*** Begin section ***

PR #1024, opened 2023-05-05
Refactor of patch and cohort objects

adrifoster:
First refactor of patch and cohort objects to facilitate unit testing and decrease circular dependencies

### Description:
I moved the patch and cohort objects into their own modules, and moved some procedures in `FatesCohortDynamicsMod` and `FatesPatchDynamicsMod` into those modes as bound procedures associated with each type.

This also necessitated some modifications of other modules/types to get rid of circular dependencies.

Most notably, I got rid of the pointers from the `cohort` type to their respective `patch`. I did not think this was necessary, and created circular dependencies (the pointer from each `patch` to its `cohort` linked list remains). Where information about the patch was necessary, I converted the procedures to take in patch-specific variables/attributes rather than the entire patch structure itself.

To be coordinated with https://github.com/ESCOMP/CTSM/pull/2000 and https://github.com/E3SM-Project/E3SM/pull/5849

### Collaborators:
@rgknox ; @billsacks ; @glemieux ; @JessicaNeedham 

None - all tests should be B4B

### Checklist:

### Test Results:
see /glade/scratch/afoster/tests_fates_refactor_latest 

all tests are PASS or EXPECTED FAIL

CTSM (or) E3SM (specify which) test hash-tag: `ctsm5.1.dev123-14-g2e8d71075`

CTSM (or) E3SM (specify which) baseline hash-tag: ctsm5.1.dev123

FATES baseline hash-tag: `sci.1.65.4_api.25.4.0`

Test Output:
```
fates_refactor_latest_gnu: 3 tests
    FAIL ERS_Lm13.f10_f10_mg37.I2000Clm50Fates.cheyenne_gnu.clm-FatesCold COMPARE_base_rest (EXPECTED FAILURE)

 
fates_refactor_latest_int: 33 tests
    PEND ERP_P72x2_Ld30.f45_f45_mg37.I2000Clm50FatesRs.cheyenne_intel.clm-mimicsFatesCold SHAREDLIB_BUILD (EXPECTED FAILURE)
    PASS ERS_D_Ld5.1x1_brazil.I2000Clm50FatesCruRsGs.cheyenne_intel.clm-FatesColdHydro COMPARE_base_rest (UNEXPECTED: expected FAIL)
    FAIL ERS_Lm12.1x1_brazil.I2000Clm50FatesCruRsGs.cheyenne_intel.clm-FatesFireLightningPopDens COMPARE_base_rest (EXPECTED FAILURE)
    FAIL ERS_Lm13.f45_f45_mg37.I2000Clm50Fates.cheyenne_intel.clm-FatesColdNoComp COMPARE_base_rest (EXPECTED FAILURE)
```


adrifoster:
Apologies that this became somewhat massive. I will make much more incremental changes next time.

glemieux:
Per the fates software meeting today, @adrifoster is investigating where an observed ~20% performance slow down is coming from.

adrifoster:
I re-did testing with the allocatable arrays turned back into static arrays and the timing was back to being similar to baseline.

I am going to update a bit more to match style in the style guide and then re-test.

main/EDTypesMod.F90
```diff
@@ -713,8 +233,8 @@ module EDTypesMod
   type, public :: ed_site_type
      
      ! POINTERS  
-     type (ed_patch_type), pointer :: oldest_patch => null()   ! pointer to oldest patch at the site  
-     type (ed_patch_type), pointer :: youngest_patch => null() ! pointer to yngest patch at the site
```
rgknox, line 717: Even though this is the FATES model, it is built on top of the Ecosystem Demography scaling approach, which at its core is patches and cohorts.  I think it is a good think to maintain the "ed_patch_type" and "ed_cohort_type" here, so that people are aware of its heritage.

biogeochem/EDPhysiologyMod.F90
```diff
@@ -2026,7 +2027,7 @@ subroutine recruitment( currentSite, currentPatch, bc_in )
     !----------------------------------------------------------------------
 
     allocate(temp_cohort) ! create temporary cohort
-    call zero_cohort(temp_cohort)
+    call temp_cohort%ZeroValues()
```
rgknox, line 2030: @adrifoster I've always felt like creating this temporary cohort was kind of an extra unnecessary step that just confuses me each time.  We just use it's data structure's primitives as arguments for the create_cohort routine, which is the routine that generates the real cohort used.  Can we drop the temp_cohort here, and just create a set of the key primitives that are passed to create_cohort() instead?

main/EDTypesMod.F90
adrifoster: Okay, I thought in a FATES dev meeting we had discussed and agreed to change to `fates_` etc. I can change back though. @glemieux @ckoven @rosiealice

biogeochem/EDPhysiologyMod.F90
adrifoster: Yes I agree it's not really serving us right now. Unless we wanted to add some kind of checking ability to the cohort type (via setters or getters, etc.), I think it's fine to just use intrinsic types for all of these values. I can add this change.

rgknox: I saw a similar approach in EDInitMod init_cohorts() too btw

main/FatesConstantsMod.F90
```diff
@@ -30,11 +30,34 @@ module FatesConstantsMod
   ! Integer equivalent of false (in case come compilers dont auto convert)
   integer, parameter, public :: ifalse = 0
 
+  integer , parameter, public :: N_DBH_BINS = 6  ! no. of dbh bins used when comparing patches
```
rgknox, line 33: This seems like a better place for these constants

main/FatesInventoryInitMod.F90
```diff
@@ -94,7 +97,7 @@ module FatesInventoryInitMod
                                                            ! defined in model memory and a physical
                                                            ! site listed in the file
 
-   logical, parameter :: do_inventory_out = .false.
+   logical, parameter :: do_inventory_out = .true.
```
rgknox, line 100: inventory out

biogeochem/EDCohortDynamicsMod.F90
```diff
@@ -150,318 +145,144 @@ Module EDCohortDynamicsMod
...
-       ! This allocates array spaces
-       call InitHydrCohort(currentSite,new_cohort)
-
-       ! zero out the water balance error
-       new_cohort%co_hydr%errh2o = 0._r8
-
-       ! This calculates node heights
-       call UpdatePlantHydrNodes(new_cohort,new_cohort%pft, &
-                                new_cohort%hite,currentSite%si_hydr)
+subroutine create_cohort(currentSite, patchptr, pft, nn, hite, coage, dbh,   &
```
rgknox, line 148: Are there instances where the old "create_cohort()" routine is still required?  I was surprised to see this still here.

adrifoster: the `create_cohort` is still used to set up a cohort on a patch (think of it as a patch-level method, though I haven't moved it to be a type-bound patch method yet). the `cohort%Create` does the initing and setting of values, and is called within `create_cohort`

biogeochem/FatesPatchMod.F90
```diff
@@ -0,0 +1,744 @@
...
+    
+    contains
+
+      procedure :: Init
+      procedure :: NanValues 
+      procedure :: ZeroValues
+      procedure :: InitRunningMeans
+      procedure :: InitLitter
+      procedure :: Create
+      procedure :: FreeMemory
```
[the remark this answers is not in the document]
adrifoster: sure, it just felt redundant to do patch%FreePatchMemory

main/FatesConstantsMod.F90
adrifoster: I would like to go through (in a different PR) and gather the rest of these types of entities into either the constants or parameters modules...

biogeochem/FatesPatchMod.F90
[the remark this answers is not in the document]
rgknox: i've come full circle, I don't think we should change, I like FreeMemory

biogeochem/EDPhysiologyMod.F90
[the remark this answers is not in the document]
adrifoster: @rgknox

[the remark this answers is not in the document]
rgknox: just noting that @adrifoster and I checked in on this yesterday, and noted that since the two if conditions are mutually exclusive, it can be done either way.

main/EDTypesMod.F90
rgknox: after team discussion, I'm dropping this suggestion.  There are better/other ways to recognize the underpinnings of FATES, using the namespace here would be confusing

rgknox (approved):

rgknox:
I've had a good look through these changes and have had some pretty thorough back and forth with @adrifoster offline as well.  These changes are totally awesome and really improve the code's organization

glemieux (changes requested):
A few clean up suggestions and a couple of questions.  Sorry for the delay in reviewing!

main/FatesInventoryInitMod.F90
```diff
@@ -540,11 +549,14 @@ subroutine initialize_sites_by_inventory(nsites,sites,bc_in)
 
          ! If this is flagged as true, the post-fusion inventory will be written to file
          ! in the run directory.
+         
          if(do_inventory_out)then
              call write_inventory_type1(sites(s))
          end if
 
       end do
+      !call canopy_summarization(nsites, sites, bc_in)
```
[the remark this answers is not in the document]
adrifoster: sorry not sure why that is there! probably debugging...thanks for catching it

biogeophys/FatesPlantHydraulicsMod.F90
```diff
@@ -1934,13 +1865,14 @@ subroutine ConstrainRecruitNumber(csite,ccohort, bc_in)
 
   ! Arguments
   type(ed_site_type), intent(inout), target     :: csite
-  type(ed_cohort_type) , intent(inout), target  :: ccohort
+  type(fates_cohort_type) , intent(inout), target  :: ccohort
+  type(fates_patch_type), intent(inout), target       :: cpatch
```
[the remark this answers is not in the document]
adrifoster: The `cpatch` is still used below for litter I think

glemieux:
@adrifoster found during regression testing late last week that the fates spmode tests where not B4B against the baseline.  The culprit appears to have been that in the call to `create_cohort` at the end of `init_cohorts` the refactor was passing ` EDPftvarcon_inst%hgt_min(pft)` as the input height argument for the new cohort during *all* run modes.  Currently on `main`, we set `temp_cohort%hite` directly to either `0.5_r8` or `EDPftvarcon_inst%hgt_min(pft)` depending on if we're in sp mode or note.  This `temp_cohort%hite` value is then passed into `create_cohort` via argument.

Cheyenne is currently down, so I can't run the fix in commit cf41e0a against our typical fates suite regression, but I did run this on lobata comparing the output of a one year long smoke test at BCI against `main` and the results were B4B, so I'm pretty confident this is the fix.

As an aside, this raises the question: for initialization only, is using the `hgt_min` for the given pft a decent enough usage for initializing cohorts during sp mode as well?  Thoughts @rosiealice?

glemieux:
It looks like the issue that I identified is only part of the story: global sp mode tests are still failing against the baseline.  The 1x1_brazil smoke test passes b4b as expected (given that my test for the fix was for a single site).  

Test results: `/glade/u/home/glemieux/scratch/ctsm-tests/tests_pr1024-spfix`

glemieux:
It looks like the thing that was causing the non-b4b results against the baseline for the global sp mode runs was the additional call of `leafc_from_treelai`.  The refactor had a call to this function inside the new `calculate_SP_properties` and then again inside `assign_cohort_sp...` after the `calculate_SP_properties` call.  I've removed the additional call via a6c3a74.

This has me thinking that we were seeing as not-b4b prior to my commit is actually more correct.  Right now on main, we adjust `cohort%c_area` and `cohort%n` after the call to `leafc_from_treelai` (as necessary), which uses the former cohort values as input:
https://github.com/NGEET/fates/blob/caf4aae1f6c537ed6e5fb08efcb57a34eab76941/biogeochem/EDPhysiologyMod.F90#L1952-L1979

@rosiealice given the dependency of leaf carbon on cohort area and number, should we actually be waiting to call `leafc_from_treelai` after the adjustments to cohort area and number?

biogeophys/FatesPlantHydraulicsMod.F90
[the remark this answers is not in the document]
glemieux: Oops yep!  Thanks.

glemieux (approved):

glemieux:
Generating a new fates baseline using `ctsm5.1.dev132`.  I'll rerun the full `fates` test suite against this later tonight.  If that looks good, I'll kick off `aux_clm` tests as well.

rosiealice:
Right, I see what you mean. I agree it seems like there is no reason to call the leafc_dfrom_treelai before the error correction of the canopy area here... 
This was all a very strange piece of precision tolerance wrangling. I feel like it would all work much better if the tolerances had some inbuilt bit of canopy gap from which tiny errors could be added and subtracted without it causing havoc. @rgknox this might be easier with the 'ghost element' in the new two stream code is suspect?

rosiealice:
Also responding to the hgt_min question from earlier in this thread, does this mean that the intitializatio value will only operate for perhaps the very first time step (or not even that) before being overwritten with the values from the surface dataset? If so then that is fine...

glemieux:
Regression testing on cheyenne against `fates-sci.1.67.0_api.25.5.0-ctsm5.1.dev132` is complete and all expected tests are B4B.  Testing on izumi and `aux_clm` suite is in progress.

Folder location: `/glade/u/home/glemieux/scratch/ctsm-tests/tests_pr1024-leaf_c_fix`

glemieux:
> Also responding to the hgt_min question from earlier in this thread, does this mean that the intitializatio value will only operate for perhaps the very first time step (or not even that) before being overwritten with the values from the surface dataset? If so then that is fine...

That's correct @rosiealice, it would only be during the `init_cohorts` subroutine prior to the first call of `satellite_phenology`.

*** End section ***

▶ _WORK ORDER_
The answer must consist of every line from the entries above that contains the string "csite".

▶ _RESULT OF THE TASK_
@@ -1934,13 +1865,14 @@ subroutine ConstrainRecruitNumber(csite,ccohort, bc_in)
   type(ed_site_type), intent(inout), target     :: csite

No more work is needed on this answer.